FIG. 3A is a flowchart illustrating those steps taken by computer system 60 in FIG. 3 in order to gather information about the internal state of the battery and to make this information available to an external device (not shown). In step 80 cell number one's input voltage 12 in FIG. 3 is selected by central processor 6 via bus 11 in FIG. 3 so that this cell voltage is gated through multiplexer 10 in FIG. 3 and made available to voltage sensor 9 of FIG. 3. The cell voltage is sampled at step 81 and saved by central processor 6 in FIG. 3. In step 82 if all of the battery cell voltages have been sampled program control proceeds to step 84. If the last cell has not yet been sampled program control goes to step 83 where the next cell's voltage is selected by central processor 6 using bus 11 of FIG. 3. Steps 81, 82 and 83 repeat until the voltage for all of the battery's cells have been read and saved. At step 84 all of the temperature sensors 65, 66, 67, 68, 69, 70 in FIG. 3 are sampled and saved by central processor 6 in FIG. 3. At step 85 a protocol check is made using transceiver 64 in FIG. 3 by central processor 6 in FIG. 3 to see if an external device (not shown) is requesting data. If no request is pending, program control returns to step 80. If data is requested, program control proceeds to step 86 where the requested data is transferred using transceiver circuit 64 in FIG. 3 by central processor 6 in FIG. 3. The data is sent to antenna 63 in FIG. 3 using conductor 63 in FIG. 3. Data then travels across the wireless media to the requesting device (not shown). Program control then returns to step 80. The flowchart repeats.

ADVANTAGE

Specific gravity tests are recognized as being one the best methods for determining the condition of liquid acid batteries. Unfortunately most vehicular batteries sold today are sealed. They have no filler caps so therefore offer no access to the battery acid. It is not possible to perform specific gravity testing on these batteries.

Knowledge of a battery's temperature is essential when performing battery load testing, when calculating the battery's state of charge or when charging the battery either by driving the vehicle or by using a standalone battery charger. The measurement of the ambient temperature near the battery is typically the best solution offered by today's technology. Except in the special situation where the vehicle is at rest and its battery has filler caps, the temperature inside the battery cannot be measured.

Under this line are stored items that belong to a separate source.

PR #7108, opened 2017-08-11
IE11: Avoid text selection when using Shift + Click in Map

NisStrom:
When using Shift + Click on the map inside IE 11 for zooming to an area or free hand drawing a linesegement all Text around the map get selected by the browser.

Make sure these boxes are checked before submitting your pull request. Thank you!

- [ ] This pull request addresses an issue that has been marked with the 'Pull request accepted' label.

The voltage of individual cells inside a battery is also an important indicator of the battery's health. The battery case, however, prevents access to the individual cells. A weak cell cannot be “seen” by measuring a battery's voltage at its terminal posts.

The distinct advantage of this invention is that the voltage, temperature and specific gravity of each individual cell can be made available under any and all operating conditions at any point in time. Various embodiments of this invention require little or no modification to the battery's case.

The present inventors are cognizant of the harsh environment inside batteries. Typically these batteries contain liquid sulfuric acid which can readily destroy electrical circuits. It is understood that the embedded computer system of this invention must be encased in a material that is impervious to battery acid. Polymers such as polypropylene or polyethylene are examples of viable solutions.

Claims

1. A computer system device embedded inside a battery that includes the means for measuring some combination of voltage, temperature and specific gravity and includes the means to transfer this information outside the battery.

2. The computer system device of claim 1 wherein said means to transfer information outside the battery makes use of the battery's power cable and makes use of the vehicle standard local interconnect network protocol.

3. The computer system device of claim 1 wherein said means to transfer information outside the battery makes use of an input/output communication connector installed in the battery's case and makes use of the vehicle standard controller area network protocol.

4. The computer system device of claim 1 wherein said means to transfer information outside the battery makes use of an antenna installed in the battery's case and makes use of an industry standard wireless protocol.